PR #297, opened 2021-02-26
refactor: add more simulation tests to ft example

chadoh:
Add cross-contract simulation tests for fungible token example to demonstrate `ft_transfer_call` behavior


chadoh:
@evgenykuzyakov tests currently failing with this message:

> [ACTIVITY]: All records are to be retyped precisely.

> [SOLUTION FOR THIS EXERCISE]:
PR #297, opened 2021-02-26
refactor: add more simulation tests to ft example

chadoh:
Add cross-contract simulation tests for fungible token example to demonstrate `ft_transfer_call` behavior


chadoh:
@evgenykuzyakov tests currently failing with this message:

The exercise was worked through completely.